Then we could make a PR for the change in the documentation and finally individual PRs for each of the API change.

So I will review shortly this PR (@ogrisel can make the second review maybe). In parallel, do not hesitate to open subsequent PRs already.

kstoneriv3 · 2021-04-17T09:05:52Z

@kstoneriv3 I think that we can limit this PR to the first two points. It will be easier to review and merge.
Then we could make a PR for the change in the documentation and finally individual PRs for each of the API change.

So I will review shortly this PR (@ogrisel can make the second review maybe). In parallel, do not hesitate to open subsequent PRs already.

OK, great. Then I will leave this PR as it is and make separate PRs for other issues.

kstoneriv3 · 2021-04-17T14:13:20Z

I tried to reproduce the "denoising example from Section 4" but the denoising quality is not as good as I expected (left: training images, middle test images to be denoised, right: denoised images). At this quality, I would not add a new example of denoising or mention the effect of alpha on denoising in the document.

This might be due to the fact that sklearn's kernel PCA shares kernel parameters while in the paper they use RBF kernel with different parameters for kernel PCA itself and preimage. The code is available at my gist.
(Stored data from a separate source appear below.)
PR #58, opened 2016-02-29
inform libpwq thread manager before semaphore wait

frankeh:
Before waiting on a dispatch_semaphore (slow path), notify the thread pool manager
that this thread will go to block.

Depends on the small patch submitted to libpwq which has been integrated. 

This patch will wakeup the thread manager (instead of doing this once per second)
which then forces a new worker_thread to be started.

Lack of this patch will result in reduced concurrency at program startup time.
See https://bugs.swift.org/browse/SR-761 for some symptoms.

This patch is not a fix for all, for instance it does not catch sleep() calls, but according
to Swift Foundation implementers its a good intermediate solution before the  linux kernel solution
is considered which has a longer lead time and requires a kernel extension to be installed.

### DIFF
--- a/src/semaphore.c
+++ b/src/semaphore.c
@@ -383,6 +383,7 @@ again:
 			uint64_t nsec = _dispatch_timeout(timeout);
 			_timeout.tv_sec = (typeof(_timeout.tv_sec))(nsec / NSEC_PER_SEC);
 			_timeout.tv_nsec = (typeof(_timeout.tv_nsec))(nsec % NSEC_PER_SEC);
+			pthread_workqueue_signal_np();
 			ret = slowpath(_dispatch_futex_wait(&dsema->dsema_futex, &_timeout));
 		} while (ret == false && errno == EINTR);
 
@@ -430,6 +431,7 @@ again:
 		DISPATCH_SEMAPHORE_VERIFY_RET(ret);
 #elif USE_FUTEX_SEM
 		do {
+			pthread_workqueue_signal_np();
 			ret = _dispatch_futex_wait(&dsema->dsema_futex, NULL);
 		} while (ret == false && errno == EINTR);
 		DISPATCH_SEMAPHORE_VERIFY_RET(ret);
@@ -648,6 +650,7 @@ again:
 			uint64_t nsec = _dispatch_timeout(timeout);
 			_timeout.tv_sec = (typeof(_timeout.tv_sec))(nsec / NSEC_PER_SEC);
 			_timeout.tv_nsec = (typeof(_timeout.tv_nsec))(nsec % NSEC_PER_SEC);
+			pthread_workqueue_signal_np();
 			ret = slowpath(_dispatch_futex_wait(&dsema->dsema_futex, &_timeout));
 		} while (ret == false && errno == EINTR);
 
@@ -695,6 +698,7 @@ again:
 		DISPATCH_SEMAPHORE_VERIFY_RET(ret);
 #elif USE_FUTEX_SEM
 		do {
+			pthread_workqueue_signal_np();
 			ret = _dispatch_futex_wait(&dsema->dsema_futex, NULL);
 		} while (ret == false && errno == EINTR);
 		DISPATCH_SEMAPHORE_VERIFY_RET(ret);


dgrove-oss:
Hubertus, I think we also need to update the libpwq submodule version so the new function that was merged in upstream will be there.  If you are lucky, doing " git submodule update --remote" in the libdisaptach directory will be enough (then commit/push the changed submodule version for libpwq).   If not, let's do it together tomorrow.

frankeh:
Lost me here. I thought when I check out libdispatch its automatic ?
I hold off with experimenting on it until you are in.

frankeh:
@madcoder:  fixed the libpwq level. This is ready for merge to fix the thread starvation problem reported.

drewcrawford:
LGTM  :+1:   I'm running this patch in development.

MadCoder:
This change breaks OS X, as HAVE_PTHREAD_WORKQUEUES is defined to 1 for us
also this is missing all the other cases that would cause a thread to block

which makes two reasons not to take that patch atm.

drewcrawford:
Perhaps it would be appropriate to add a guard for Linux. 

It seems a strange objection that a patch does not solve *enough* bugs, but I suppose there's no harm in extending it to the other cases.

frankeh:
@madcoder : fully agree that is does not solve the other blocking problems as highlighted in the discussion. 
The questions is whether we can provide a temp solution that can easily be dropped later to have foundation folks to be able to make some progress.
A kernel extension is the right solution if I own the system and have root authority to install, however
I suspect there are a plenty of people who want to give it a shot and if the extension is not available or said person doesn't have authority to install it, would this be at least a solution?
As you know I am looking at the kernel extension.

drewcrawford:
To speak quickly about the kernel extension, Ubuntu 14.04 is supported through 2019, RHEL 7 is supported through 2024.  So kernels without dispatch-specific patches are going to be a fact of life.

I agree that a kernel-based approach is optimal but in the meantime we need a "plan B", because presumably someone  ( :hand: ) will want to run libdispatch on a standard Linux system sometime in the next 5 years.

frankeh:
Drew, I am in touch with Pierre. Its not as bad as I initially thought.
The basic requirement (namely a process change handler) exists in Linux since 2.6.30 or so.
So it can entirely be done as a module, which is a huge advantage.
Will code something up.

drewcrawford:
A docker container [can't load a kernel module](http://askubuntu.com/questions/314817/how-do-i-install-a-kernel-module-in-an-lxc-guest-machine), so we're going to break lots of things with this as our only approach.  In the typical case, no Swift program will be able to be Dockerized, will not be able to run on [ECS](https://aws.amazon.com/ecs/), [CE](https://cloud.google.com/container-engine/), [Tutum](https://www.tutum.co) and others.  This will also break the common Linux-on-OSX development environments of [Vagrant](https://www.vagrantup.com) and [boot2docker](http://boot2docker.io).

While I can figure out how to load kernel modules onto my hosts, my customers can't, so I will probably be required to create/maintain/build/distribute my own userspace solution here.

frankeh:
My hope here was to get a duality in.
If the module (e.g. for hosted container clouds) is loaded, will try to open the device and succeed.
If not we need some user level fall back which this patch at least can provide. We can figure this
out at runtime.

MadCoder:
So, that discussion misses the point, as I said, my first concern is that this change breaks OS X. this is a big no-go.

glemaitre · 2021-04-18T21:19:43Z

I tried to reproduce the exact example with the same hyperparameter as in the paper and the same dataset (USPS). I put the code in the "details" section. I get close results to the original paper:

# %%
from sklearn.datasets import fetch_openml

usps = fetch_openml(data_id=41082)

# %%
data = usps.data
target = usps.target

# %%
import numpy as np

img = np.reshape(data.iloc[0].to_numpy(), (16, 16))

# %%
import matplotlib.pyplot as plt

plt.imshow(img)

# %%
from sklearn.model_selection import train_test_split

data_rest, data_train, target_rest, target_train = train_test_split(
    data, target, stratify=target, random_state=42, test_size=100,
)
data_rest, data_test, target_rest, target_test = train_test_split(
    data_rest, target_rest, stratify=target_rest, random_state=42,
    test_size=100,
)
data_train, data_test = data_train.to_numpy(), data_test.to_numpy()

# %%
fig, axs = plt.subplots(nrows=10, ncols=10, figsize=(15, 15))
for img, ax in zip(data_test, axs.ravel()):
    ax.imshow(img.reshape((16, 16)), cmap="Greys")
    ax.axis("off")
_ = fig.suptitle("Uncorrupted test dataset")

# %%
rng = np.random.RandomState(0)
noise = rng.normal(scale=0.5, size=(data_train.shape))
data_test_corrupted = data_test + noise

# %%
fig, axs = plt.subplots(nrows=10, ncols=10, figsize=(15, 15))
for img, ax in zip(data_test_corrupted, axs.ravel()):
    ax.imshow(img.reshape((16, 16)), cmap="Greys")
    ax.axis("off")
_ = fig.suptitle(
    f"Corrupted test data: "
    f"MSE={np.mean((data_test - data_test_corrupted) ** 2):.2f}",
    size=26,
)

# %%
from sklearn.decomposition import KernelPCA

kpca = KernelPCA(
    n_components=80, kernel="rbf", gamma=0.5, fit_inverse_transform=True,
    alpha=1.0,
)

# %%
kpca.fit(data_train)

# %%
import pandas as pd

data_reconstruct = kpca.inverse_transform(kpca.transform(data_test))

# %%
fig, axs = plt.subplots(nrows=10, ncols=10, figsize=(15, 15))
for img, ax in zip(data_reconstruct, axs.ravel()):
    ax.imshow(img.reshape((16, 16)), cmap="Greys")
    ax.axis("off")
_ = fig.suptitle(
    f"Denoising using Kernel PCA with RBF kernel: "
    f"MSE={np.mean((data_test - data_reconstruct) ** 2):.2f}",
    size=26,
)

# %%
from sklearn.decomposition import PCA

pca = PCA(n_components=32)
pca.fit(data_train)
data_reconstruct =  pca.inverse_transform(pca.transform(data_test_corrupted))

# %%
fig, axs = plt.subplots(nrows=10, ncols=10, figsize=(15, 15))
for img, ax in zip(data_reconstruct, axs.ravel()):
    ax.imshow(img.reshape((16, 16)), cmap="Greys")
    ax.axis("off")
_ = fig.suptitle(
    f"Denosing using PCA: "
    f"MSE={np.mean((data_test - data_reconstruct) ** 2):.2f}",
    size=26
)

glemaitre · 2021-04-18T21:22:03Z

We might want to play with the parameter alpha since I am not sure about the standardization which is not super precise and I am not sure which normalization was applied to the dataset available in OpenML.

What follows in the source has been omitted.